Required work | Locate and copy each line in the data that contains the word "ethernets".

(Saved entries)
PR #1266, opened 2026-03-23
providers/hetzner: add network configuration and public IPv6 attribute

### LINKED ISSUE #1141: Support IPv6 on Hetzner
# Feature Request #

Afterburn currently supports only IPv4 for Hetzner. IPv6 metadata can be retrieved from Hetzner's API endpoints (`/hetzner/v1/metadata` or `/hetzner/v1/metadata/network-config`) in the `network-config.config[0].subnets[n]` property, where `ipv6` is set to `true`.

## Environment ##

Hetzner

## Desired Feature ##

Enable Afterburn to configure IPv6 automatically on server startup.

## Other Information ##

- If no public network is configured, the config property in network-config will be an empty array.
- An example value of the `network-config` field is shown below.
```
network-config:
  config:
  - mac_address: <redacted>
    name: eth0
    subnets:
    - ipv4: true
      type: dhcp
    - address: 2a01:<redacted>::1/64
      dns_nameservers:
      - 2a01:4ff:ff00::add:1
      - 2a01:4ff:ff00::add:2
      gateway: fe80::1
      ipv6: true
      type: static
    type: physical
  version: 1
```

Rolv-Apneseth:
Closes #1141

This adds support for configuring networking on Hetzner systems, both via `systemd-networkd` unit files and `netplan` configurations, as well as providing a `HETZNER_PUBLIC_IPV6` attribute. This should be enough for, e.g. Flatcar, but Fedora CoreOS (`NetworkManager`) requires some more work.

The main issue is that unlike other providers, it seems (as far as I can tell from everywhere I've looked) that Hetzner only provides the networking metadata from a HTTP endpoint, meaning you need some form of networking up first before further configuration. To my understanding, this means we can't use the `kargs`  approach like with other providers, and need to instead fallback to the automatic network configuration before making a request to the metadata endpoint (which is available locally even on systems with only a public IPv6).

I've confirmed that the `netplan` configuration can work on FCOS using:

```
sudo afterburn multi --cmdline --netplan-config /etc/netplan
# Hetzner reports iface name as eth0 but system uses predictable naming
sudo sed -i 's/eth0:/<actual_interface_name>:/' /etc/netplan/50-afterburn.yaml
echo '  renderer: NetworkManager' | sudo tee -a /etc/netplan/50-afterburn.yaml
sudo rpm-ostree install netplan
sudo reboot
...
ping6 google.com
```

And I'm planning on creating a separate draft PR for generating NetworkManager configurations, which I've also confirmed works with these changes and which I believe would be very nice to have in `afterburn` regardless. I'll create an issue for discussion though.

On a side note, the `netplan` configuration was largely copied from another provider in the codebase. I have some code ready for a default implementation, if we think that's a good change.


src/network.rs
```diff
@@ -153,6 +153,15 @@ impl DhcpSetting {
...
     }
+
+    /// Combine DHCP settings, to easily merge [`Self::V4`] and [`Self::V6`] variants into
+    /// [`Self::Both`] where applicable.
+    pub fn merge(self, other: Self) -> Self {
+        match (self, other) {
+            s @ ((DhcpSetting::V4, DhcpSetting::V4) | (DhcpSetting::V6, DhcpSetting::V6)) => s.0,
+            _ => DhcpSetting::Both,
+        }
+    }
```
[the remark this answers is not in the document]
Rolv-Apneseth: Fair enough

src/providers/hetzner/mod.rs
```diff
@@ -98,6 +114,105 @@ impl MetadataProvider for HetznerProvider {
...
+        }
+
+        let network = serde_yaml::Mapping::from_iter([
+            ("version".into(), 2.into()),
+            ("ethernets".into(), ethernets.into()),
+        ]);
+        let netplan = serde_yaml::Mapping::from_iter([("network".into(), network.into())]);
+
+        Ok(Some(serde_yaml::to_string(&netplan)?))
+    }
```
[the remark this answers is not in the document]
Rolv-Apneseth: Basically copied from an existing provider and this is how it was done, though I kind of agree

src/providers/hetzner/mod.rs
```diff
@@ -113,6 +228,151 @@ struct Metadata {
...
+}
+
+#[derive(Debug, Deserialize)]
+struct SubnetConfig {
+    #[serde(rename = "type")]
+    subnet_type: String,
+    #[allow(unused)]
+    ipv4: Option<bool>,
+    #[allow(unused)]
```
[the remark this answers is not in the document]
Rolv-Apneseth: Alright

src/providers/hetzner/mod.rs
```diff
@@ -146,6 +406,14 @@ impl From<Attributes> for HashMap<String, String> {
             "HETZNER_PUBLIC_IPV4",
             attributes.metadata.public_ipv4,
         );
+        add_value(
+            &mut out,
+            "HETZNER_PUBLIC_IPV6",
+            attributes
+                .metadata
+                .network_config
+                .and_then(|n| n.get_public_ipv6()),
```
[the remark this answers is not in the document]
Rolv-Apneseth: Every other attribute there is also relying on partial moves

src/providers/hetzner/mod.rs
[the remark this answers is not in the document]
Rolv-Apneseth: Might be more useful with a default implementation though, rather than in this PR

src/providers/hetzner/mod.rs
```diff
@@ -113,6 +228,150 @@ struct Metadata {
...
+                        IpNetwork::from_str("0.0.0.0/0")?
+                    };
+
+                    iface.routes.push(NetworkRoute {
+                        destination,
+                        gateway,
+                    });
+                }
+
+                "dhcp" | "dhcp4" | "dhcp6" => {
```
prestist, line 348: hmm I think this is correct, but what a weird state lol... if subnet is set to "dhcp6" but our ipv6=false we end up with dhcp:4?

So by this statement we are saying that ipv6 takes the lead not dhcp.

src/providers/hetzner/mod.rs
```diff
@@ -98,6 +114,105 @@ impl MetadataProvider for HetznerProvider {
...
+                    "nameservers".into(),
+                    serde_yaml::Value::Mapping(serde_yaml::Mapping::from_iter([(
+                        "addresses".into(),
+                        nameservers.into(),
+                    )])),
+                );
+            }
+
+            if let Some(name) = iface.name {
+                ethernets.insert(name.into(), eth_config.into());
```
prestist: I think it could be good to add a warning here since we are dropping whole eth_configs if they are not named? it could be confusing wdyt?

src/providers/hetzner/mod.rs
```diff
@@ -113,6 +228,150 @@ struct Metadata {
...
+            .find(|n| n.network_type == "physical")?
+            .subnets
+            .iter()
+            .find(|sub| sub.ipv6.is_some_and(|b| b))?
+            .address
+            .as_ref()?;
+
+        match IpNetwork::from_str(addr_str).ok()? {
+            IpNetwork::V4(_) => {
+                error!("IPv4 address in IPv6");
```
prestist: Feels rough, maybe "Expected ipv6 but found ipv4 {addr_str}"?

src/providers/hetzner/mod.rs
```diff
@@ -15,25 +15,41 @@
...
+// cloud-init tries http://[fe80::a9fe:a9fe%<interface>]/hetzner/v1/metadata
+// first but Hetzner has no IPv6 address. However, even VMs without
+// public IPv4 addresses still have link-local access to fetch this
+// metadata.
 const HETZNER_METADATA_BASE_URL: &str = "http://169.254.169.254/hetzner/v1/metadata";
 
 /// Metadata provider for Hetzner Cloud
 ///
 /// See: https://docs.hetzner.cloud/#server-metadata
-#[derive(Clone, Debug)]
```
prestist, line 36: I dont think this is wrong, but why did we remove "Clone"?

prestist (commented):
Overall this looks really good @Rolv-Apneseth  great work! I love the test coverage!

src/providers/hetzner/mod.rs
Rolv-Apneseth: Yeah... not ideal. Those `ipv4` and `ipv6` booleans are a deviation from [cloud-init v1 network config](https://docs.cloud-init.io/en/latest/reference/network-config-format-v1.html) and I've only seen them set to `true`. I don't even know if they actually use `dhcp6`, I just thought it should be covered in case.

src/providers/hetzner/mod.rs
Rolv-Apneseth: Sure, I'll add a warning

src/providers/hetzner/mod.rs
Rolv-Apneseth: Yeah makes sense, thanks

src/providers/hetzner/mod.rs
Rolv-Apneseth: It just wasn't required, but I can keep it if you want? A test was using it when it didn't need to.

src/providers/hetzner/mod.rs
Rolv-Apneseth: Went ahead and did the name check + skip earlier, with a warning

src/providers/hetzner/mod.rs
prestist: Nah no need to keep dead code :) happy to drop it

Rolv-Apneseth:
@apricote, in relation to https://github.com/flatcar/Flatcar/issues/1968, if possible could you confirm this would work for Flatcar?

Edit: @tormath1 might be more relevant actually, sorry.

prestist (approved):
Alright, I think we can merge this as it is! thank you for all your work on this @Rolv-Apneseth

tormath1:
@Rolv-Apneseth thank you so much for this, I was AFK in the last weeks and I missed this ping. Thanks to @prestist this landed in my mailbox again.

Better late than never, I kicked-off a Flatcar build to test this patch in Hetzner CI + run manual tests to see if IPv6 is correctly fetched. I'll report back in this comment.

https://github.com/flatcar/scripts/pull/4012

Rolv-Apneseth:
@tormath1 No problem, and thank you for testing. Hope it works as intended.

tormath1:
Flatcar CI on Hetzner is all green and manual tests have shown the correct IPv6 in the Afterburn metadata. With a simple systemd helper one can enable IPv6 connection to its Hetzner instance. :)

Rolv-Apneseth:
> Flatcar CI on Hetzner is all green and manual tests have shown the correct IPv6 in the Afterburn metadata. With a simple systemd helper one can enable IPv6 connection to its Hetzner instance. :)

Great to hear, thanks for the confirmation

Solution to this task |
+            ("ethernets".into(), ethernets.into()),
+                ethernets.insert(name.into(), eth_config.into());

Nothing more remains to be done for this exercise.